-- Opening Marker --
PR #4823, opened 2026-02-11
fix: update site-packages path to Python 3.12 in Dockerfile

wolffy-au:
Fixes the Dockerfile to build successfully


wolffy-au:
Apologies for the busy PR - I had some git trouble.

PR #4824, opened 2026-02-12
Remove the leading and trailing spaces from the user input content

jkklee:
Resove: 1. '     /xxx' and '     ' (all spaces)will sent as a request;     2. '     Y' will return error when need user confirm


jkklee:
In any case, the leading and trailing spaces in the user input should be disregarded. Besides, they can also cause side effects.

PR #483, opened 2015-12-30
Compile cleanly / sort out sizeof(size_t) != sizeof(int)

ah-:
I'm trying to get librdkafka to compile 100% clean with msvc, clang and gcc.

This got longer than expected, so I would appreciate if you had a look.
It's not finished yet, but the remaining warnings are all about rather tricky issues.

Mostly replacing ints with size_t where the int was actually just assigned to the return value of something like strlen or where the value is passed to something like malloc.

Watch out for cases where I might have overlooked things that are now size_ts might actually be negative. I think I got them all now, but best to triple-check.

How would you prefer to continue with this? I think part of this PR should be fairly uncontroversial, another part needs checking by you, and then there's also a bunch of remaining warnings left.

Tests pass on win32/64 and with clang on osx, but haven't run them with valgrind yet.

### DIFF
--- a/src/rdcrc32.h
+++ b/src/rdcrc32.h
@@ -98,7 +98,8 @@ static __inline RD_UNUSED
 rd_crc32_t rd_crc32_update(rd_crc32_t crc, const unsigned char *data, size_t data_len)
 {
 #if WITH_ZLIB
-        return crc32(crc, data, data_len);
+        rd_assert(data_len <= UINT_MAX);
+        return crc32(crc, data, (uInt) data_len);
 #else
     unsigned int tbl_idx;
 
--- a/src/rdkafka_buf.c
+++ b/src/rdkafka_buf.c
@@ -77,8 +77,8 @@ void rd_kafka_buf_alloc_recvbuf (rd_kafka_buf_t *rkbuf, size_t size) {
 /**
  * Rewind write offset pointer and iovec poiner to a previous stored value.
  */
-void rd_kafka_buf_rewind (rd_kafka_buf_t *rkbuf, int iovindex, int new_of,
-	int new_of_init) {
+void rd_kafka_buf_rewind (rd_kafka_buf_t *rkbuf, int iovindex, size_t new_of,
+	size_t new_of_init) {
 	rkbuf->rkbuf_msg.msg_iovlen = iovindex;
 	rkbuf->rkbuf_wof = new_of;
 	rkbuf->rkbuf_wof_init = new_of_init;
@@ -303,15 +303,15 @@ void rd_kafka_bufq_purge (rd_kafka_broker_t *rkb,
 
 
 
-int rd_kafka_buf_write_Message (rd_kafka_buf_t *rkbuf,
-				int64_t Offset, int8_t MagicByte,
-				int8_t Attributes,
-				const rd_kafkap_bytes_t *key,
-				const void *payload, int len,
-				int *outlenp) {
+size_t rd_kafka_buf_write_Message (rd_kafka_buf_t *rkbuf,
+				   int64_t Offset, int8_t MagicByte,
+				   int8_t Attributes,
+				   const rd_kafkap_bytes_t *key,
+				   const void *payload, int32_t len,
+				   int *outlenp) {
 	int32_t MessageSize;
-	int begin_of;
-	int of_Crc;
+	size_t begin_of;
+	size_t of_Crc;
 
 	/*
 	 * MessageSet's per-Message header.
@@ -478,7 +478,8 @@ void rd_kafka_buf_callback (rd_kafka_broker_t *rkb, rd_kafka_resp_err_t err,
  */
 rd_kafkap_bytes_t *rd_kafkap_bytes_from_buf (const rd_kafka_buf_t *rkbuf) {
         rd_kafka_assert(NULL, rkbuf->rkbuf_msg.msg_iovlen == 1);
-        return rd_kafkap_bytes_new(rkbuf->rkbuf_wbuf, rkbuf->rkbuf_wof);
+        rd_kafka_assert(NULL, rkbuf->rkbuf_wof < INT32_MAX);
+        return rd_kafkap_bytes_new(rkbuf->rkbuf_wbuf, (int32_t) rkbuf->rkbuf_wof);
 }
 
 
--- a/src/rdkafka_buf.h
+++ b/src/rdkafka_buf.h
@@ -39,11 +39,11 @@ typedef struct rd_kafka_broker_s rd_kafka_broker_t;
 /* Advance/allocate used space in marshall buffer.
  * Point PTR to available space of size LEN on success. */
 #define _MSH_ALLOC(rkbuf,PTR,LEN)  do {					\
-                int __LEN = (LEN);                                      \
+                size_t __LEN = (LEN);                                   \
                 if (msh_of + __LEN >= msh_size)                         \
                         rd_kafka_buf_parse_fail(rkbuf,			\
 						"Not enough room in marshall buffer: " \
-						"%i+%i > %i",		\
+						"%"PRIdsz"+%"PRIdsz" > %"PRIdsz, \
 						msh_of, __LEN, msh_size); \
                 (PTR) = (void *)(msh_buf+msh_of);                       \
                 msh_of += __LEN;                                        \
@@ -286,8 +286,8 @@ typedef struct rd_kafka_bufq_s {
 void rd_kafka_buf_destroy_final (rd_kafka_buf_t *rkbuf);
 void rd_kafka_buf_auxbuf_add (rd_kafka_buf_t *rkbuf, void *auxbuf);
 void rd_kafka_buf_alloc_recvbuf (rd_kafka_buf_t *kbuf, size_t size);
-void rd_kafka_buf_rewind(rd_kafka_buf_t *rkbuf, int iovindex, int new_of,
-	int new_of_init);
+void rd_kafka_buf_rewind(rd_kafka_buf_t *rkbuf, int iovindex, size_t new_of,
+	size_t new_of_init);
 struct iovec *rd_kafka_buf_iov_next (rd_kafka_buf_t *rkbuf);
 void rd_kafka_buf_push0 (rd_kafka_buf_t *rkbuf, const void *buf, size_t len,
 			int allow_crc_calc);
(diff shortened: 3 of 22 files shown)


edenhill:
+1 for effort!

I think it would make more sense to squash all these into one single commit, it is all the same thing and should be an atomic commit. It also makes reviewing simpler.

These changes needs to be verified across the board, including old CentOS:es, FreeBSD, Solaris 10, Solaris 11, various OSX versions, Cygwin.

edenhill:
Easiest way to squash the commits is probably to do:
`git rebase -i master` then mark all but the first one with `s`

src/rdkafka_buf.c
```diff
@@ -358,7 +358,7 @@ int rd_kafka_buf_write_Message (rd_kafka_buf_t *rkbuf,
 		rd_kafka_buf_push(rkbuf, payload, len);
 
 	/* Finalize Crc */
-	rd_kafka_buf_update_u32(rkbuf, of_Crc,
+	rd_kafka_buf_update_u32(rkbuf, (uint32_t) of_Crc,
```
edenhill: The offset is size_t, why cast to uint32_t?

src/rdkafka_buf.h
```diff
@@ -39,11 +39,11 @@ typedef struct rd_kafka_broker_s rd_kafka_broker_t;
 /* Advance/allocate used space in marshall buffer.
  * Point PTR to available space of size LEN on success. */
 #define _MSH_ALLOC(rkbuf,PTR,LEN)  do {					\
-                int __LEN = (LEN);                                      \
+                size_t __LEN = (LEN);                                      \
                 if (msh_of + __LEN >= msh_size)                         \
                         rd_kafka_buf_parse_fail(rkbuf,			\
 						"Not enough room in marshall buffer: " \
-						"%i+%i > %i",		\
+						"%zu+%zu > %zu",		\
```
edenhill: From what I understand the only portable formattering for (s)size_t is `..%"PRIdsz"`

src/rdkafka_cgrp.c
```diff
@@ -1146,7 +1146,7 @@ static void rd_kafka_cgrp_terminate0 (rd_kafka_cgrp_t *rkcg, rd_kafka_op_t *rko)
 
         rd_kafka_dbg(rkcg->rkcg_rk, CGRP, "CGRPTERM",
                      "Terminating group \"%.*s\" in state %s "
-                     "with %d partition(s)",
+                     "with %zu partition(s)",
```
edenhill: %"PRIdsz"

src/rdkafka_offset.c
```diff
@@ -173,7 +173,7 @@ static int64_t rd_kafka_offset_file_read (rd_kafka_toppar_t *rktp) {
 	char buf[22];
 	char *end;
 	int64_t offset;
-	int r;
+	size_t r;
```
edenhill: the fread() below should probably be changed to:
if ((r = fread(buf, 1, ...)) < 1) {  rather than == -1

edenhill: The `if ((r = fread(...)) == -1)` check can probably be removed completely. Just do  `r = fread(..);` and let the sub-sequent `r == 0` handle it (as is)

src/rdkafka_range_assignor.c
```diff
@@ -89,7 +89,7 @@ rd_kafka_range_assignor_assign_cb (rd_kafka_t *rk,
 
                  rd_kafka_dbg(rk, CGRP, "ASSIGN",
                               "range: Topic %s with %d partition(s) and "
-                              "%d subscribing member(s)",
+                              "%zu subscribing member(s)",
```
edenhill: %"PRIdsz

src/rdkafka_topic.c
```diff
@@ -784,7 +784,7 @@ void rd_kafka_topic_partitions_remove (rd_kafka_itopic_t *rkt) {
 	rd_kafka_toppar_t *rktp;
         shptr_rd_kafka_toppar_t *s_rktp;
         shptr_rd_kafka_itopic_t *s_rkt;
-	int i;
+	size_t i;
```
edenhill: Doesn't make sense to have this as explicit size_t, it just an iterator so keep it as int.

src/rdlist.c
```diff
@@ -31,27 +31,27 @@
 
 
 void rd_list_dump (const char *what, const rd_list_t *rl) {
-        int i;
-        printf("%s: (rd_list_t*)%p cnt %d, size %d, elems %p:\n",
+        size_t i;
```
edenhill: same here, int

src/rdlist.c
```diff
@@ -31,27 +31,27 @@
...
+        printf("%s: (rd_list_t*)%p cnt %zu, size %zu, elems %zu:\n",
```
edenhill: %"PRIdsz..

src/rdlist.c
```diff
@@ -82,7 +82,7 @@ static void rd_list_remove0 (rd_list_t *rl, int idx) {
 
 void *rd_list_remove (rd_list_t *rl, void *match_elem) {
         void *elem;
-        int i;
+        size_t i;
```
edenhill: keep as int

src/rdlist.c
```diff
@@ -98,7 +98,7 @@ void *rd_list_remove (rd_list_t *rl, void *match_elem) {
 void *rd_list_remove_cmp (rd_list_t *rl, void *match_elem,
                           int (*cmp) (void *_a, void *_b)) {
         void *elem;
-        int i;
+        size_t i;
```
edenhill: keep as int

src/rdlist.c
```diff
@@ -127,7 +127,7 @@ void rd_list_destroy (rd_list_t *rl, void (*free_cb) (void *)) {
 		free_cb = rl->rl_free_cb;
 
         if (rl->rl_elems) {
-                int i;
+                size_t i;
```
edenhill: keep as int

src/rdlist.c
```diff
@@ -149,7 +149,7 @@ void *rd_list_elem (const rd_list_t *rl, int idx) {
 
 void *rd_list_find (const rd_list_t *rl, const void *match,
                     int (*cmp) (const void *, const void *)) {
-        int i;
+        size_t i;
```
edenhill: keep as int

src/rdlist.h
```diff
@@ -36,8 +36,8 @@
  */
 
 typedef struct rd_list_s {
-        int    rl_size;
-        int    rl_cnt;
+        size_t rl_size;
+        size_t rl_cnt;
         void **rl_elems;
```
edenhill: Not sure this is warranted?

src/rdlist.h
```diff
@@ -125,7 +125,7 @@ void *rd_list_elem (const rd_list_t *rl, int idx);
 /**
  * Returns the number of elements in list.
  */
-static __inline RD_UNUSED int rd_list_cnt (const rd_list_t *rl) {
+static __inline RD_UNUSED size_t rd_list_cnt (const rd_list_t *rl) {
```
edenhill: return int, anything else is just messy imho

ah-:
Cool, thanks. This is exactly the early feedback I was looking for, will fix and rebase once I'm done.

src/rdkafka_offset.c
ah-: Yeah, noticed that as well. It's unsigned anyways, so the -1 check doesn't make too much sense.

ah-:
Updated, rebased and squashed.

There's two warnings left:

``` rdrand.c(40): warning C4267: '=' : conversion from 'size_t' to 'int', possible loss of data```
is due to rd_jitter only returning 32bit ints, while it tries to shuffle a potentially 64bit long list.

```rdkafka_broker.c(1082): warning C4244: '=' : conversion from 'SOCKET' to 'int', possible loss of data```
not quite sure how to fix that cleanly.

File: src/rdcrc32.h [hunk 15]
```diff
@@ -70,7 +70,7 @@ rd_crc32_t rd_crc32_reflect(rd_crc32_t data, size_t data_len);
  *****************************************************************************/
 static __inline rd_crc32_t rd_crc32_init(void)
 {
-#if WITH_ZLIB
+#if WITH_ZLIB && !defined(_MSC_VER)
```
ah-: Due to zlib crc32 only running on uInt, which is 32 bit.

win32/librdkafka.vcxproj
```diff
@@ -92,7 +92,7 @@
     <ClCompile>
       <PrecompiledHeader>NotUsing</PrecompiledHeader>
       <WarningLevel>Level3</WarningLevel>
-      <PreprocessorDefinitions>WIN32;_DEBUG;_WINDOWS;_USRDLL;LIBRDKAFKA_EXPORTS;%(PreprocessorDefinitions)</PreprocessorDefinitions>
+      <PreprocessorDefinitions>WIN32;_DEBUG;_WINDOWS;_USRDLL;LIBRDKAFKA_EXPORTS;_CRT_SECURE_NO_WARNINGS;%(PreprocessorDefinitions)</PreprocessorDefinitions>
```
ah-: To disable warnings about strncpy being unsafe. It's used properly and strncpy_s isn't available on all platforms.

win32/librdkafka.vcxproj
```diff
@@ -225,7 +225,9 @@
     <ClCompile Include="..\src\rdlist.c" />
     <ClCompile Include="..\src\rdlog.c" />
     <ClCompile Include="..\src\rdrand.c" />
-    <ClCompile Include="..\src\snappy.c" />
+    <ClCompile Include="..\src\snappy.c">
+      <ExcludedFromBuild>true</ExcludedFromBuild>
```
ah-: Since it's unused on win32 anyways and causes a couple of warnings.

src/rdcrc32.h
edenhill: I dont really understand what you are trying to achieve here.
Are you trying to disable the use of zlib on win32? If so you should remove WITH_ZLIB from src/win32_config.h, but that seems questionable.

edenhill:
re rdrand.c:40 - just cast as necessary.

re SOCKET to int - I'll fix that after the merge.

src/rdcrc32.h
ah-: Make it work with all possible inputs. It currently silently gives you the wrong crc32 if you give it a buffer that's >2 GB.

But I suppose that's not going to happen, I'll change it to an assert < 2GB and use zlib.

ah-:
Rebased onto master and updated to just cast for rdrand.c and crc32.

edenhill:
Big thanks, @ah-, great work!

PR #498, opened 2016-01-07
Make SASL support configurable

coolfrood:
This PR makes SASL support configurable with `--enable-sasl` and `--disable-sasl` flags.


edenhill:
Looks good, thanks!

PR #499, opened 2016-01-08
Fix offset commit bug

shinya1020:
If a file is opened in `a+` mode, output is always appended to the end of file.
Therefore, in function `rd_kafka_offset_file_commit` ( https://github.com/edenhill/librdkafka/blob/master/src/rdkafka_offset.c#L260-L342 ), `fseek` is ignored and offset file is not updated.


edenhill:
The problem is that "r+" does not create the file if it does not exist, so this will not work for new offset files.

edenhill:
Oh, nevermind, the file is already created from the open_cb.

edenhill:
Thanks!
-- Closing Marker --
Where in the records does the string "disable" appear? Copy every line that has it.

Solution to the problem:
ah-: To disable warnings about strncpy being unsafe. It's used properly and strncpy_s isn't available on all platforms.
Are you trying to disable the use of zlib on win32? If so you should remove WITH_ZLIB from src/win32_config.h, but that seems questionable.
This PR makes SASL support configurable with `--enable-sasl` and `--disable-sasl` flags.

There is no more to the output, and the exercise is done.